Teilweise sind da dunkle Bereiche im Bild wo auf dem alten Iiyama noch viel zu sehen ist, überhaupt nichts zu sehen. 
Da nutzt es auch nichts das Bild heller zu stellen oder am Kontrast zu spielen. 
Da tut sich einfach nichts.
Der HDR Modus ist da noch der brauchbarste, wobei ich von dem auch nicht überzeugt bin.
Teilweise sind die Farben da so blass und verwaschen und irgendwie ist das Bild sehr Hell, obwohl die Helligkeit von mir schon über den Radeon Treiber zurück gedreht wurde.
Also kurz gesagt hatte ich mir da mehr erhofft.
Oder muss ich da vll irgendetwas anders einstellen? 
Pixelformat?
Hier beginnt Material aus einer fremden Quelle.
Issue #346, opened 2021-12-26
Add ace-link to dashboard


ddoherty03:
This is a wish:  optionally allow links to be opened with ace-links so that the feel is consistent with other link-based modes, such as info, etc.

ricardoricho:
Hi @ddoherty03 there is a new package https://github.com/emacs-dashboard/ace-link-dashboard

jcs090218:
I have added ace-link support to [JCS-ELPA](https://github.com/jcs-emacs/jcs-elpa), just in case if anyone want to use it through `package.el`. It would be nice if we eventually publish it to MELPA.

PR #380, opened 2022-06-14
Add ace-link-dashboard

ricardoricho:
Hi, this is for #346 
This doesn't depend on [ace-link](https://github.com/abo-abo/ace-link), just depends on [avy](https://github.com/abo-abo/avy) and still has to set a key: 
```emacs-lisp
(define-key dashboard-map (kbd "l") 'ace-link-dashboard)
```

### DIFF
--- a/ace-link-dashboard.el
+++ b/ace-link-dashboard.el
@@ -1,0 +1,44 @@
+;;; ace-link-dashboard.el -- Ace link for dashboard-mode
+;;; Commentary:
+;;; Code:
+(declare-function avy-with "ext:avy.el")
+(declare-function avy-process "ext:avy.el")
+(declare-function avy--style-fn "ext:avy.el")
+(declare-function avy-with "ext:avy.el")
+(declare-function widget-move "ext:wid-edit.el")
+(declare-function widget-at "ext:wid-edit.el")
+(declare-function widget-button-press "ext:wid-edit.el")
+
+(defvar avy-style nil "Originally defined in avy.el.")
+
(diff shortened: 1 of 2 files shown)


jcs090218:
Wouldn't this better to live as an external package? I think we should have majorly used features in this package and then have others live externally. This way would be more lightweight, and could save some startup time esp. for Windows.

ricardoricho:
Hi @jcs090218 I created https://github.com/ricardoricho/ace-link-dashboard 
Could you help me by reviewing it and release it as a package?
Maybe could be part of the [emacs-dashboard](https://github.com/emacs-dashboard) workspace

jcs090218:
Nice! Looks good to me! How would you like to do to further progress this? Do you want to publish it somewhere? MELPA?

You can move the repo to this org if you want to (not mandatory)!

ricardoricho:
Now it is on https://github.com/emacs-dashboard/ace-link-dashboard It would be nice to publish on MELPA, add a license, manage dependencies ([avy](https://github.com/abo-abo/avy)), some linter, etc. Maybe [eask](https://emacs-eask.github.io/)?

jcs090218:
I have opened up a PR in https://github.com/emacs-dashboard/ace-link-dashboard/pull/1. I think it should be good now if you want to publish it to MELPA.

Another option is [JCS-ELPA](https://github.com/jcs-emacs/jcs-elpa) (my own elpa), if you don't want to wait for MELPA's long review process and just want to use it right away.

Farbtiefe? 
Ich hab keine Ahnung^^
Viele Grüße RS

Achso was auch noch nervig ist, es schaut aus als würde der Monitor oder irgendetwas noch so ein Filter der alles extrem scharf zeichnet drüber legen, die Schrift ect ist teilweise verfärbt und extrem scharf.
Ist schwer zu beschreiben.
Vor allem bei rot oder blau gut zu sehen, da ist ein richtiger Farbsaum hinter den Buchstaben und alles so extrem übersättigt.
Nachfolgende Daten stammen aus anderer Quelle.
Issue #379, opened 2022-06-09
When initialized, advance to the frst line below logo


mmahmoudian:
Thanks for this fantastic package. At the moment when the dashboard opens (e.g when `emacs` is executed), the point is at the beginning of the buffer, meaning right before the logo. This would make the user to always at least press a Tab to navigate to the first section. It would be nice if dashboard can already put the pointer at the first item of the first section.

![image](https://user-images.githubusercontent.com/390889/172812799-c7d44123-5906-4f54-8401-c8ca7a14c0b7.png)

mmahmoudian:
I wag going back and forth with [another issue](https://github.com/emacs-dashboard/emacs-dashboard/issues/384#issuecomment-1159202963) that I realized the `(dashboard-goto-recent-files)` does not exist. I ultimately landed on the following which practically does what I proposed here:

```elisp
(dashboard--goto-section-by-index 1)
(next-line)
```

This is not extremely elegant as ideally the cursor should not even be able to go to the line above "Recent Files", but still this approach satisfies the suggestion I made.

dian-yu-luo:
that doesn't work

mmahmoudian:
What is "that"? Do you mean the PR #387 ? Because it works just fine on vanilla Emacs as far as I can tell.

dian-yu-luo:
Merging is blocked,
so do I need to add it by myself?

jcs090218:
Sorry for the late reply!

I was confused by the first look, but I understand it now. I've reviewed the PR!

dian-yu-luo:
I am trying in this way , ` (add-hook 'dashboard-mode-hook 'dashboard-jump-to-recents)`
but it doesn't work when I swither buffer from other by `dashboard-refresh-buffer`. but it is useful if I refresh *dashboard*,why

mmahmoudian:
> it doesn't work when I swither buffer from other by `dashboard-refresh-buffer`. but it is useful if I refresh dashboard

If I don't make mistake, the hooks are only called when the buffer enters the mode, and not when you switch buffers. I personally don't know any hook that gets triggered when switching buffers

jeroenvanriel:
> I am trying in this way , ` (add-hook 'dashboard-mode-hook 'dashboard-jump-to-recents)`

This did not work for me, I had to use `(add-hook 'dashboard-after-initialize-hook 'dashboard-jump-to-recents)` instead.

PR #387, opened 2022-07-07
Move point to the first section

mmahmoudian:
This addresses #379

I'm very new to emacs and elisp, therefore although this change is very small, but still it needs to be checked.

If this works out and is up to your standard, I will create another PR for another issue that I have managed to solve on my end.

Thanks.

### DIFF
--- a/dashboard.el
+++ b/dashboard.el
@@ -458,7 +458,8 @@ Dashboard."
                                  (dashboard-insert-startupify-lists)))
     (add-hook 'emacs-startup-hook (lambda ()
                                     (switch-to-buffer dashboard-buffer-name)
-                                    (goto-char (point-min))
+                                    (dashboard--goto-section-by-index 1)
+                                    (next-line)
                                     (redisplay)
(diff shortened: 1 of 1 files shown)


jcs090218:
I would suggest to add a defcustom variable for this behavior, WDYT?

ricardoricho:
Hi, I think the solution in [this comment](https://github.com/emacs-dashboard/emacs-dashboard/issues/379#issuecomment-1657217011) is the right one:
```emacs-lisp
(add-hook 'dashboard-after-initialize-hook 'dashboard-jump-to-recents)
```
If you want to move to the first item in the first section then:
```emacs-lisp
(add-hook 'dashboard-after-initialize-hook 
  (lambda ()
      (dashboard-goto-section-by-index 1)
	  (widget-forward 1)))
```
Maybe we need another hooks that run before and after insert the startupify
list, because `dashboard-after-initialize-hook` runs inside
`dashboard-initialize` and we don't always use that function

Und was bestimmt noch wichtig ist,
das ganze hängt an einem Lindy DP Kabel an einer Vega 64 mit neustem Treiber.


----------



## gekipptes-Bit (11. Januar 2020)

Ich hatte mal einen zu hellen LG_Monitor, da war mit Monitoreinstellungen und durch kalibrieren von Windows kein zufrieden stellendes Ergebnis möglich. Ich hatte einfach verschiedene ICC-Profile von anderen Monitoren installiert und blieb bei einem von HP-Monitor nach kurzer Zeit hängen.
Dieser hatte sehr gute Sättigungswerte, Gamma, Kontrast und Helligkeit ebenso, genau richtig nicht zu grell und für die Augen auch angenehm.


----------



## RNG_AGESA (11. Januar 2020)

die einstellung wird gern übersehen.
ändere YCb zu RGB! 



			Dieser Inhalt steht nur eingeloggten Mitgliedern zur Verfügung.
        



edit: @Radeon
https://www.amd.com/system/files/2018-12/Pixel Format 1.jpg


----------



## JoM79 (11. Januar 2020)

Er hat ne AMD Karte, aber ja, im AMD Treiber gibt es auch ne Einstellung dafür.
Ändert aber auch nix an den dunklen Bereichen und den sonstigen Einstellungen. 
Wie siehts aus mit den Einstellungen für Schärfe, Sättigung, Black Equalizer etc.


----------



## Rallyesport (12. Januar 2020)

Hallo damit hatte ich schon rumgespielt, dummerweise kann ich da nichts mehr umstellen, eben ging das noch, aber jetzt sind die Treiber eigenen Einstellungsmöglichkeiten nicht mehr zu benutzen. 
Ich kann weder was an der Helligkeit oder Kontrast, noch YCb zuRGB wechseln und wie viel Farbtiefe sollte eingestellt sein?
Geht wieder scheint nen Bug im Treiber zu sein, man muss aus dem fenster raus und dann kann man wieder rein.
was ist der Unterschied zwischen YCb und RGB?
Im Netz habe ich die Tage nämlich etwas gefunden, man sollte von HDR auf YCb umschlaten und 10Bit auswählen.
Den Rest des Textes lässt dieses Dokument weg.